From the definition of the radian, its obvious that the arc length of the arc corresponding to the chord of such a triangle is merely theta in radians, but is there a formula of the length of this chord in terms of theta?
Yes. I think it's length=sqrt(2-2cos(theta)).
This formula certainly works for many of the values you mention (it worked for the ones I checked),
What values of theta produce chord lengths of 1/sqrt(2) and 1/(sqrt(3).
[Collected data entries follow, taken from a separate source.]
PR #106, opened 2021-06-01
Feature - IJ-172 Sort Functionality For Table Column Headers

IeuanSkinner:
I've updated the sort functionality so that the sort order can be toggled directly from a control on the column header rather than the dropdown which is currently adding bulk to the UI that it needn't. I've also made the sort functionality slightly more generic with a sort param indicating the column on which the user wants to sort and a direction param which we take to be either ascending (asc) or descending (desc).

In this PR I've replaced all the instances of the old sort functionality with this new one but in theory the functionality is now generic enough that we could roll it out to every searchable index, though that would take some time and has not yet been asked for so I think should be a new ticket if needed.

User Profile View Logs Before:
user-profile-view-logs-before

User Profile View Logs After:
user-profile-view-logs-after

Journal Entry View Logs Before:
journal-entry-view-logs-before

Journal Entry View Logs After:
journal-entry-view-logs-after

Tags Index Before:
tags-index-before

Tags Index After:
tags-index-after

User Tags Index Before:
user-tags-index-before

User Tags Index After:
user-tags-index-after


phil-6 (approved):
This looks great to me, thanks Ieuan!

garethdandrews (approved):
LGTM

PR #107, opened 2021-06-02
Feature - IJ-190 Export Wellbeing Assessments

IeuanSkinner:
I've created a new concern called 'Exportable' that can be used to covert any index of information into a CSV/JSON file so long as the model for the resource being exported implements the needed functions, currently this export is only being applied to the wellbeing assessment indexes in the team members scope.

Worth noting that I've also integrated this concern with the functionality from the Pagination concern meaning if the team members wants to manipulate the index with a search query and export the result of this they can! This also means we can update the search controls for the wellbeing assessments index to allow team members to filter based on date range, sex, tags etc. and have the results of that filtering reflected in the files exported from the system so team members can generate datasets like 'WBA of **Women** named **Joanne** in the **Last Month**' and so on. It also means that the additional controls we have for 'Viewed/Not Viewed' and 'Emoji' in the Journal Entries index will be preserve if we end up implementing the exports there too.

The addition of these additional search controls were not in the scope of this ticket however so if we want them we should create a new ticket.

Screenshot 2021-06-02 at 15 14 04

### DIFF
--- a/app/controllers/concerns/exportable.rb
+++ b/app/controllers/concerns/exportable.rb
@@ -1,0 +1,45 @@
+# app/controllers/concerns/exportable.rb
+module Exportable
+  extend ActiveSupport::Concern
+  require 'csv'
+  included do
+    before_action :exportable, only: :export
+  end
+
+  protected
+
+  def exportable
+    @query = exportable_params[:query]
+    @resources = @query.present? ? search : resources
+
+    respond_to do |format|
+      format.csv { send_data to_csv, filename: filename('csv') }
+    end
+  end
+
+  def to_csv
+    CSV.generate(headers: true) do |csv|
+      csv << csv_headers
+
+      @resources.each do |resource|
+        csv << resource.to_csv
+      end
+    end
+  end
+
+  def csv_headers
+    raise 'CSV Headers not overridden'
+  end
+
+  def base_path
+    raise 'Base path not overridden'
+  end
+
+  def filename(type)
+    "#{base_path}-#{DateTime.now.strftime('%Y-%m-%d-%H-%M-%S')}.#{type}"
+  end
+
+  def exportable_params
+    params.permit(:query)
+  end
+end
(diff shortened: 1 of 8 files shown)


IeuanSkinner:
@phil-6 can you let me know if we want the search controls for the wellbeing assessments indexes I outlined in the PR description? If so I can create a ticket and work on integrating them 👍

phil-6:
I think we can leave the search controls for now. I suspect that that might come in useful when we have a more mature analytics brief. 
My reasoning are that at the moment, they can export all and filter themselves when post-processing the data, in the future, when they're looking at a particular data set in-app, then they might want to export it for further analysis.

phil-6 (approved):

IeuanSkinner:
@phil-6 that's an interesting point, as a part of the current exports all I include on the user is their ID and full name so if you wanted to cross-reference for their sex, ethnicity or any tags then the only way to do that is manually checking person by person in the system which isn't very efficient.

Should I add an export function to the users index too so you could cross-reference those 2 outputs? The concern is setup in such a way that this should be pretty simple and it seems like a better solution that bloating the WBA export by including all that additional user info in that export 🤔

phil-6:
My view is that we should include the user data in this export.

It is more intensive on the app at the point of export, but without it I feel as though the data is incomplete and for this style of export I think its a lot more useful to have all the data in one place.

IeuanSkinner:
@phil-6 I've added in the additional fields, I've not put date of birth or release date as though seem like unique categories you can't really group people by (though I suppose you could do some age grouping if you know their date of birth 🤔 ).

Let me know if you think this is now sufficient or needs more info added to the export 👍

phil-6:
I think DoB and Release Date were some of the metrics which Gemma was interested in as it allows her to create "cohorts" based on these.

IeuanSkinner:
@phil-6 these have also been added to the export 👍

phil-6 (approved):

PR #110, opened 2021-06-03
Feature - IJ-182 Minor Updates

IeuanSkinner:
Building off the work @AlexW555 has done I've made some minor style updates that I think add to this work, firstly I've updated the seeds to use 2 `pretty_print` functions for the entity names and the times to ensure the print out is always consistently laid out and not require the developer to trial and error the no. of tab characters needed to get everything to align.

Screenshot 2021-06-03 at 16 25 44

Secondly I've added an additional hidden button to the dashboard so the wellbeing management and tags buttons are the same size as the others, I realise this does leave us with a gap (2 for non-admins) but I still think this looks better (ideally we'd center align these so if you have a single button on the bottom row it looks like the 0 key on a telephone keyboard for example).

Screenshot 2021-06-03 at 16 26 08

Thirdly I've removed showing the value on the wellbeing assessment pill as I was under the impression we wanted to make sure they were describing their state in human rather than mathematical terms (though this might be useful for team members so I'm only hiding it for users).

User:
Screenshot 2021-06-03 at 16 26 55

Team Member:
Screenshot 2021-06-03 at 16 28 03

Lastly I've updated the icons for the wellbeing management button along with the sub-navigation buttons and I've also update the main nav buttons to point to the same locations as the dashboard. I really like the apparent nesting of these 3 indices 👍 

Screenshot 2021-06-03 at 16 28 57

### DIFF
--- a/app/views/shared/_navbar.html.erb
+++ b/app/views/shared/_navbar.html.erb
@@ -15,12 +15,6 @@
       <% unless dashboard_controller? %>
         <% if current_team_member %>
           <div class="navbar-items">
-            <% if current_team_member.admin? %>
-              <%= link_to team_members_path, class: 'btn btn-nav' do %>
-                <i class="fas fa-users"></i>
-                <div class="nav-label hide">Team Members</div>
-              <% end %>
-            <% end %>
             <%= link_to users_path, class: 'btn btn-nav' do %>
               <i class="fas fa-user"></i>
               <div class="nav-label hide">Users</div>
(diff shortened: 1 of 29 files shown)


IeuanSkinner:
@garethdandrews @AlexW555 @phil-6 

As I was working on this I realised that part of the complexity is having to maintain 2 seperate dashboard views in case the team members is an admin or not but would we prefer to keep the dashboards the exact same and instead have the 'Team Members' section linked to via a button in the top-right?

phil-6:
I like the idea of unifying the dashboards. I think a navbar button next to "profile" would  work well for team member management.

I like the rest of the tweaks too. Nice work.

AlexW555 (approved):
Looks all good to me!

IeuanSkinner:
@phil-6 I've now made this change to the dashboard so it's consistent between admin and non-admin team members, the Team Members control in the upper-right is only visible to admins 👍 

Screenshot 2021-06-08 at 09 31 16

garethdandrews (approved):
LGTM

PR #113, opened 2021-06-17
Bugfix - IJ-191 - Reverting changes.

IeuanSkinner:
Reverted the changes made to the description partial as this never took into account the impact on the new form for WBA's. 

I've also made the same changes to the show view as were made for the new view to change how the 'Your Services' buttons appear and look.


phil-6 (approved):
LGTM

PR #116, opened 2021-08-02
Feature - IJ 192 Daily Affirmations

IeuanSkinner:
I've added a new resource type called 'Affirmation' which can be used to schedule a daily affirmation (or 'though for the day' but affirmation is a more succinct way of describing them). I've also updated the seed to be able to generaate upcoming affirmations and archived affirmations (same naming convention as goals), **Note: You will need to update your config.rb file if you want to run the seed to include values for PAST_AFFIRMATIONS and UPCOMING_AFFIRMATIONS, I've gone with 100 and 30 of each.**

A chord length of 1/sqrt(2) is produced by theta=arcos(3/4), or roughly 20.7*
A chord length of 1/sqrt(3) is produced by theta=arcos(5/6) or roughly 16.8*
the chord lengths produced by thetas of 30, 72, 144, and 150.
If theta=30*, then chord length=sqrt(2-sqrt(3))
If theta=72*, then chord length=sqrt((5-sqrt(5))/2)
If theta=144*, then chord length=sqrt((5+sqrt(5))/2)
If theta=150*, then chord length=sqrt(2+sqrt(3))
I'm reasonably sure all the above is right. Someone else may have other ideas.
Since simply answering my questions would make for a very short discussion, fill free to post any other interesting tidbits about triangle, circles, or other geometric shapes.
i really like what happens to mobius strips when you cut them at various widths.